EXTRACTED MATERIAL: Begin
PR #127, opened 2019-06-14
Add tensorboard and video generation for ppo train and eval

JasonJiazhiZhang:
## Motivation and Context

  * Add checkpoint progress tracking for evalute_ppo. Now when specified with a checkpoint directory, 
evaluate_ppo will evaluate checkpoints in chronological order, and constantly check for new checkpoint.  
  * Add tensorboard visualization to both train_ppo and evaluate_ppo
  * Add video generation for navigation episode evaluation. Generated videos can be either saved locally or visualized through tensorboard.
  * Add shortest

 path to top-down map
  * Make api changes necessary for tensorboard and video generation support

## How Has This Been Tested
pytest passes. Tensorboard visualization works as expected for both training and evaluation.
Demo

## Types of changes

## Checklist


habitat/tasks/nav/nav_task.py
```diff
@@ -393,10 +393,12 @@ def reset_metric(self, episode):
...
         if self._metric is None:
-            self._metric = 0
-
+            self._metric = dict(count=0, is_collision=False)
         if self._sim.previous_step_collided:
-            self._metric += 1
+            self._metric["count"] += 1
+            self._metric["is_collision"] = True
+        else:
+            self._metric["is_collision"] = False
```
apsdehal: NIT. Can be written in this way:
```
         self._metric["is_collision"] = False
         if self._sim.previous_step_collided:
            self._metric["count"] += 1
            self._metric["is_collision"] = True
```

habitat/tasks/nav/nav_task.py
```diff
@@ -482,6 +485,22 @@ def reset_metric(self, episode):
...
+                p[0],
+                p[2],
+                self._coordinate_min,
+                self._coordinate_max,
+                self._map_resolution,
+            )
+            for p in self._shortest_path_points
+        ]
+        self._shortest_path_points = [
+            (y, x) for (x, y) in self._shortest_path_points
```
apsdehal: NIT:
```suggestion
            coord[::-1] for coord in self._shortest_path_points 
```

habitat/tasks/nav/nav_task.py
```diff
@@ -491,6 +510,29 @@ def reset_metric(self, episode):
...
+        self._draw_shortest_path()
+
+    def _draw_shortest_path(self):
+        for prev_pt, next_pt in zip(
+            self._shortest_path_points[:-1], self._shortest_path_points[1:]
+        ):
+            if (
+                self._top_down_map[prev_pt[0], prev_pt[1]]
+                != maps.MAP_SOURCE_POINT_INDICATOR
+            ):
```
apsdehal: make this more readable by moving `self._top_down_map[prev_pt[0], prev_pt[1]]` to a variable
EXTRACTED MATERIAL: End
#### HOW TO COMPLETE THIS TASK
Reproduce every line above, keeping each word exactly as it appears.

#### RESPONSE FOR THIS EXERCISE
PR #127, opened 2019-06-14
Add tensorboard and video generation for ppo train and eval

JasonJiazhiZhang:
## Motivation and Context

  * Add checkpoint progress tracking for evalute_ppo. Now when specified with a checkpoint directory, 
evaluate_ppo will evaluate checkpoints in chronological order, and constantly check for new checkpoint.  
  * Add tensorboard visualization to both train_ppo and evaluate_ppo
  * Add video generation for navigation episode evaluation. Generated videos can be either saved locally or visualized through tensorboard.
  * Add shortest

 path to top-down map
  * Make api changes necessary for tensorboard and video generation support

## How Has This Been Tested
pytest passes. Tensorboard visualization works as expected for both training and evaluation.
Demo

## Types of changes

## Checklist


habitat/tasks/nav/nav_task.py
```diff
@@ -393,10 +393,12 @@ def reset_metric(self, episode):
...
         if self._metric is None:
-            self._metric = 0
-
+            self._metric = dict(count=0, is_collision=False)
         if self._sim.previous_step_collided:
-            self._metric += 1
+            self._metric["count"] += 1
+            self._metric["is_collision"] = True
+        else:
+            self._metric["is_collision"] = False
```
apsdehal: NIT. Can be written in this way:
```
         self._metric["is_collision"] = False
         if self._sim.previous_step_collided:
            self._metric["count"] += 1
            self._metric["is_collision"] = True
```

habitat/tasks/nav/nav_task.py
```diff
@@ -482,6 +485,22 @@ def reset_metric(self, episode):
...
+                p[0],
+                p[2],
+                self._coordinate_min,
+                self._coordinate_max,
+                self._map_resolution,
+            )
+            for p in self._shortest_path_points
+        ]
+        self._shortest_path_points = [
+            (y, x) for (x, y) in self._shortest_path_points
```
apsdehal: NIT:
```suggestion
            coord[::-1] for coord in self._shortest_path_points 
```

habitat/tasks/nav/nav_task.py
```diff
@@ -491,6 +510,29 @@ def reset_metric(self, episode):
...
+        self._draw_shortest_path()
+
+    def _draw_shortest_path(self):
+        for prev_pt, next_pt in zip(
+            self._shortest_path_points[:-1], self._shortest_path_points[1:]
+        ):
+            if (
+                self._top_down_map[prev_pt[0], prev_pt[1]]
+                != maps.MAP_SOURCE_POINT_INDICATOR
+            ):
```
apsdehal: make this more readable by moving `self._top_down_map[prev_pt[0], prev_pt[1]]` to a variable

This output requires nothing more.